* _YOUR TASK_
Using the entries below, write out the line with "PR #5287, opened 2015-11-19", the line with "PR #5291, opened 2015-11-20", and every line in between, exactly as each is written.

* _Collected data entries_
☆ ☆ ☆ ☆

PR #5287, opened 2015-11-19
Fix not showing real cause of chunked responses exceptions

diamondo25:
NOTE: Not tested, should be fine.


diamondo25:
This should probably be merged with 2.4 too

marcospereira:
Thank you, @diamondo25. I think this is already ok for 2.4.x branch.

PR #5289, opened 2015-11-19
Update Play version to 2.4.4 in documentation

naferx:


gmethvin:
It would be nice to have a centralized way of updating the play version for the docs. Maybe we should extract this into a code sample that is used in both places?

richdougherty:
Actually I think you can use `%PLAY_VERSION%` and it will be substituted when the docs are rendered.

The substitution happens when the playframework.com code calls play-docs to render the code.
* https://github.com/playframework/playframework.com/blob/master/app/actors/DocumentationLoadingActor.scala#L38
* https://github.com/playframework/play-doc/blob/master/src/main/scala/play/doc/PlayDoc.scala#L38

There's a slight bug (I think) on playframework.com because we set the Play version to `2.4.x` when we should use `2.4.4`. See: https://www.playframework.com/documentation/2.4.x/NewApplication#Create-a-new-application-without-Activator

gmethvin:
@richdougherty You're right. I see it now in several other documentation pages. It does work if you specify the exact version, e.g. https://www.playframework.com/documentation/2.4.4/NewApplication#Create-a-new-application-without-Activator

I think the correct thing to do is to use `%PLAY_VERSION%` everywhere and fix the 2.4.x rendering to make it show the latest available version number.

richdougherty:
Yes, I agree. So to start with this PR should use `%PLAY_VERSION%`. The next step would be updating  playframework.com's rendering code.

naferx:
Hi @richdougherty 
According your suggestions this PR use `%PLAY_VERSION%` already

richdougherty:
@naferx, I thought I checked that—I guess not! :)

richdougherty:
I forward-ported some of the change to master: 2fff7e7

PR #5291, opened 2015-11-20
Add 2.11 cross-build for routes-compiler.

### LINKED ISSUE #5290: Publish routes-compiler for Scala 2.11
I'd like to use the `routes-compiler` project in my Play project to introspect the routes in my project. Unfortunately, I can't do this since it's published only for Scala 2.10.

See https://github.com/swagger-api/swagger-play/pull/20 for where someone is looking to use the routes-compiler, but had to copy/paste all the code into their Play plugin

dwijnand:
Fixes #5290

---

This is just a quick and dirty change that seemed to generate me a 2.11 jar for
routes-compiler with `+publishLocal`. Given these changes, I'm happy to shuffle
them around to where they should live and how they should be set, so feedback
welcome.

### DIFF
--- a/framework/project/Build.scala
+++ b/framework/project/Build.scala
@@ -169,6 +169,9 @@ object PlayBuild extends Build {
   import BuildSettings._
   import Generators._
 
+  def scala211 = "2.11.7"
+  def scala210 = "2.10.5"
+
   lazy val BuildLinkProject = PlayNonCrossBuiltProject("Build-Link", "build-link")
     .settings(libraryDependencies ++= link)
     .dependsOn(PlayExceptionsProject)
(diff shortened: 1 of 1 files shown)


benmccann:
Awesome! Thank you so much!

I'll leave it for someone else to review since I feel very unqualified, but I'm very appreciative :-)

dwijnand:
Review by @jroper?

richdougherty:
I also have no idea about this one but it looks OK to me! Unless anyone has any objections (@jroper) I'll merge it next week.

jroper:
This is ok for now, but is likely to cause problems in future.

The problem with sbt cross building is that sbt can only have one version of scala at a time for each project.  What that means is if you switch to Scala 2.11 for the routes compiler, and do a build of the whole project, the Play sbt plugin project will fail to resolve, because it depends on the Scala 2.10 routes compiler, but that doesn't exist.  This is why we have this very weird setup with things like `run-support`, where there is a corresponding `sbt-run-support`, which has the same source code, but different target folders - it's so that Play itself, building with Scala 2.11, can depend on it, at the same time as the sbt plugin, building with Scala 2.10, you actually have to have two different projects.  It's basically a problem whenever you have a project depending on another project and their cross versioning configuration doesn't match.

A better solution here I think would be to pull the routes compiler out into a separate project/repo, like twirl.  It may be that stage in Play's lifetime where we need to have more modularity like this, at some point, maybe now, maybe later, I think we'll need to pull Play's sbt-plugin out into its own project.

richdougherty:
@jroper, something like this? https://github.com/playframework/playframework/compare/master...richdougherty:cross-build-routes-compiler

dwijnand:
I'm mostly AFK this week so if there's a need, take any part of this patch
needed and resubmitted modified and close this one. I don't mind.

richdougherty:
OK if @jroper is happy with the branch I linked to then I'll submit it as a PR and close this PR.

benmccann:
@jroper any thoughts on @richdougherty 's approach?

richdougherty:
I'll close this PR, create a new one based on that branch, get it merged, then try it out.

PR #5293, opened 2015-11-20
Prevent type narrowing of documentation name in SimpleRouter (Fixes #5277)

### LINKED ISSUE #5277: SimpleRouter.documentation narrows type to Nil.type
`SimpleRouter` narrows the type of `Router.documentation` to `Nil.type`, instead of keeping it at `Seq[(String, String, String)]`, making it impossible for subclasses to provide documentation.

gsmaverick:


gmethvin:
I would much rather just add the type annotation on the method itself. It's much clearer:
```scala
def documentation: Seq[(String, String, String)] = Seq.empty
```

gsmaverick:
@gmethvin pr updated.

☆ ☆ ☆ ☆

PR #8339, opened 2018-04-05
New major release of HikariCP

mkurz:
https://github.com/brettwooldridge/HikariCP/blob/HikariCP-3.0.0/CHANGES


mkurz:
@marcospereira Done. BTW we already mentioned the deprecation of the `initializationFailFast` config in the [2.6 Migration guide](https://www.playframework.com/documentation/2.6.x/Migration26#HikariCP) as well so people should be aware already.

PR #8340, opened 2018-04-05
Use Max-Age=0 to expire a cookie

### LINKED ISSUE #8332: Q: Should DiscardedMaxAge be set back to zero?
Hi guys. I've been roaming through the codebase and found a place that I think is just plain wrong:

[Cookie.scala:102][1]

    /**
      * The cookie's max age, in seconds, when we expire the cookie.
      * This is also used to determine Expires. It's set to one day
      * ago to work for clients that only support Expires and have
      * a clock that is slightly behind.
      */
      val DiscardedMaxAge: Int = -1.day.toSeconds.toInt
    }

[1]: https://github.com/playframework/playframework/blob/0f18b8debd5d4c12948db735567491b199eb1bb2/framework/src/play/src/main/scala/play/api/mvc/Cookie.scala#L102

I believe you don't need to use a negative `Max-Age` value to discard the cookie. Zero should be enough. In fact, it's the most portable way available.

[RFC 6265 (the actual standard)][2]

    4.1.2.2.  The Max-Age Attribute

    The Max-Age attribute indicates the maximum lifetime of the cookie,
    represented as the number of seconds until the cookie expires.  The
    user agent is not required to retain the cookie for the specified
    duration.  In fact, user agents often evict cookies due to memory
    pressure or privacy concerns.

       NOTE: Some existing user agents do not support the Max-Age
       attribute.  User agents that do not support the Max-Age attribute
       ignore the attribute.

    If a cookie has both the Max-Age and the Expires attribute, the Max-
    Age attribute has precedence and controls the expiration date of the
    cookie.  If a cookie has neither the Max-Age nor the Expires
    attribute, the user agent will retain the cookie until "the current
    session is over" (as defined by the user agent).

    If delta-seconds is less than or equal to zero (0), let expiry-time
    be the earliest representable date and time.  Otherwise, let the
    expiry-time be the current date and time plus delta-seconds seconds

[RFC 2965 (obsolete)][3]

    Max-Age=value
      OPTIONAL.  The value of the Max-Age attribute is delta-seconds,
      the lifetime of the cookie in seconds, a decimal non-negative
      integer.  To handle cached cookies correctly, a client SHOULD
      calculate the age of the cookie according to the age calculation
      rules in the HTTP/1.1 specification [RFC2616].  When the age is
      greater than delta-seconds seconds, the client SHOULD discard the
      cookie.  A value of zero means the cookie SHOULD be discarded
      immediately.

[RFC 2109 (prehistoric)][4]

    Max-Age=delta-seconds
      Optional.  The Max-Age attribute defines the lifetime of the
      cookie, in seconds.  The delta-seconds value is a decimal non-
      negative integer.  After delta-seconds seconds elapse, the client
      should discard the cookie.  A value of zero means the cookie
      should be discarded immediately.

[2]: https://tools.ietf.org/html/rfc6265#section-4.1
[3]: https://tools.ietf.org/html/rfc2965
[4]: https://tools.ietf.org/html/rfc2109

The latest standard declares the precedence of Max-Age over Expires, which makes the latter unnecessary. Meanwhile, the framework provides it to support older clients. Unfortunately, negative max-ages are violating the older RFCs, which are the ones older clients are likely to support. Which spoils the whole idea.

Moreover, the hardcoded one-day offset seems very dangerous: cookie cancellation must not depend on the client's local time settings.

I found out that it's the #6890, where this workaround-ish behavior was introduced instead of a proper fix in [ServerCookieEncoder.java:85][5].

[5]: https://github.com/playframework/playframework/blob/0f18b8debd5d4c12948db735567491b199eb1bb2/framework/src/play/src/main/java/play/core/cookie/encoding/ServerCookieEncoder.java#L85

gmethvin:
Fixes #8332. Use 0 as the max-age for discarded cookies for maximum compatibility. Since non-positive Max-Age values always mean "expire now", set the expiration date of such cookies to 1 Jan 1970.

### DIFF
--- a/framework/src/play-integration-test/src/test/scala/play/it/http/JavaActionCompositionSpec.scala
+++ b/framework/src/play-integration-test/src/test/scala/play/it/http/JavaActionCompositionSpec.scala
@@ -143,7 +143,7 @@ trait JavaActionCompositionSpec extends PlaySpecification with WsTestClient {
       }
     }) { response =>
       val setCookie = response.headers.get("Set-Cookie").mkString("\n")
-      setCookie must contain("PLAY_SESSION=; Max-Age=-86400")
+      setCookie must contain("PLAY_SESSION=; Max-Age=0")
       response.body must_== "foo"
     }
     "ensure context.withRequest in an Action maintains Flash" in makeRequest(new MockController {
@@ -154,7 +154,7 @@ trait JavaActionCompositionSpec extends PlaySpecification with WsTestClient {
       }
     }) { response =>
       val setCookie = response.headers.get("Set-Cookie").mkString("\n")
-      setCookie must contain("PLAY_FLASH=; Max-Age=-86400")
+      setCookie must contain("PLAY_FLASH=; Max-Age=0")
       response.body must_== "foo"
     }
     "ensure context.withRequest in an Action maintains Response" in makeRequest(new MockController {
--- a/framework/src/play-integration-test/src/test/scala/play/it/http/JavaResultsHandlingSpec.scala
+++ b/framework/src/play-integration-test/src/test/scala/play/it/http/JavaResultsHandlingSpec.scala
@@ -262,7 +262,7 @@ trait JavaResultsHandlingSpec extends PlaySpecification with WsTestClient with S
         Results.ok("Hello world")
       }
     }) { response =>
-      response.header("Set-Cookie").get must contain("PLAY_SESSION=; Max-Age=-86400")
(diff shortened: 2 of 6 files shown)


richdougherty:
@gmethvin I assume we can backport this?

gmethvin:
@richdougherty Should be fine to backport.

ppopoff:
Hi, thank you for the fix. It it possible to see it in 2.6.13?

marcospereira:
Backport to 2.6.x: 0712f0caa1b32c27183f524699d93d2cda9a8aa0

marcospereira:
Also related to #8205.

☆ ☆ ☆ ☆

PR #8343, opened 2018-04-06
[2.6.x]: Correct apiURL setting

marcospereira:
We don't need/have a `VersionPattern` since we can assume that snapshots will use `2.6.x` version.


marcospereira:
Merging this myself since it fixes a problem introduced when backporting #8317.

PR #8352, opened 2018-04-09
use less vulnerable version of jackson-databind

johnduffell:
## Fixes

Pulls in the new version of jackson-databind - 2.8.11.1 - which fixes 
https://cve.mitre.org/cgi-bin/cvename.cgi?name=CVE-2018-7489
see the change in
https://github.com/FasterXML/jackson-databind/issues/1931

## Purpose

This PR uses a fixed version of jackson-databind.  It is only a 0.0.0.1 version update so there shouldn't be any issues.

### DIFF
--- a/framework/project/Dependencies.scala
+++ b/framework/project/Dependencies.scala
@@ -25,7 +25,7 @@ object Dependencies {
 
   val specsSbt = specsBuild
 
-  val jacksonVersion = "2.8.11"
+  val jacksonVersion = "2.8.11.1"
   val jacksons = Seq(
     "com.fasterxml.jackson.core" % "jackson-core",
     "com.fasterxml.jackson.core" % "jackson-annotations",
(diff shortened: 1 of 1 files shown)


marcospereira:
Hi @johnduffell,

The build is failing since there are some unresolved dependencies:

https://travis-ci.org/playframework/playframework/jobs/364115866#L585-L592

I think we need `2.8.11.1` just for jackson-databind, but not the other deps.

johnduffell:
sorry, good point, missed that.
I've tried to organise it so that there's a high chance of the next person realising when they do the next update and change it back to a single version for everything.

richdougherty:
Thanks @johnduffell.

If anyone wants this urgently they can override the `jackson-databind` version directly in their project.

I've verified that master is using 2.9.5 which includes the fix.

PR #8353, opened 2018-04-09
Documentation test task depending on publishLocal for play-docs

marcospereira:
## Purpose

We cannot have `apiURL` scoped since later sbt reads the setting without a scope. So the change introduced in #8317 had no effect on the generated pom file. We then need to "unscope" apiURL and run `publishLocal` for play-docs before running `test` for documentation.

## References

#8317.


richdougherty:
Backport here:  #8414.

☆ ☆ ☆ ☆

* _RESULT OF THIS EXERCISE_
PR #5287, opened 2015-11-19
Fix not showing real cause of chunked responses exceptions

diamondo25:
NOTE: Not tested, should be fine.


diamondo25:
This should probably be merged with 2.4 too

marcospereira:
Thank you, @diamondo25. I think this is already ok for 2.4.x branch.

PR #5289, opened 2015-11-19
Update Play version to 2.4.4 in documentation

naferx:


gmethvin:
It would be nice to have a centralized way of updating the play version for the docs. Maybe we should extract this into a code sample that is used in both places?

richdougherty:
Actually I think you can use `%PLAY_VERSION%` and it will be substituted when the docs are rendered.

The substitution happens when the playframework.com code calls play-docs to render the code.
* https://github.com/playframework/playframework.com/blob/master/app/actors/DocumentationLoadingActor.scala#L38
* https://github.com/playframework/play-doc/blob/master/src/main/scala/play/doc/PlayDoc.scala#L38

There's a slight bug (I think) on playframework.com because we set the Play version to `2.4.x` when we should use `2.4.4`. See: https://www.playframework.com/documentation/2.4.x/NewApplication#Create-a-new-application-without-Activator

gmethvin:
@richdougherty You're right. I see it now in several other documentation pages. It does work if you specify the exact version, e.g. https://www.playframework.com/documentation/2.4.4/NewApplication#Create-a-new-application-without-Activator

I think the correct thing to do is to use `%PLAY_VERSION%` everywhere and fix the 2.4.x rendering to make it show the latest available version number.

richdougherty:
Yes, I agree. So to start with this PR should use `%PLAY_VERSION%`. The next step would be updating  playframework.com's rendering code.

naferx:
Hi @richdougherty 
According your suggestions this PR use `%PLAY_VERSION%` already

richdougherty:
@naferx, I thought I checked that—I guess not! :)

richdougherty:
I forward-ported some of the change to master: 2fff7e7

PR #5291, opened 2015-11-20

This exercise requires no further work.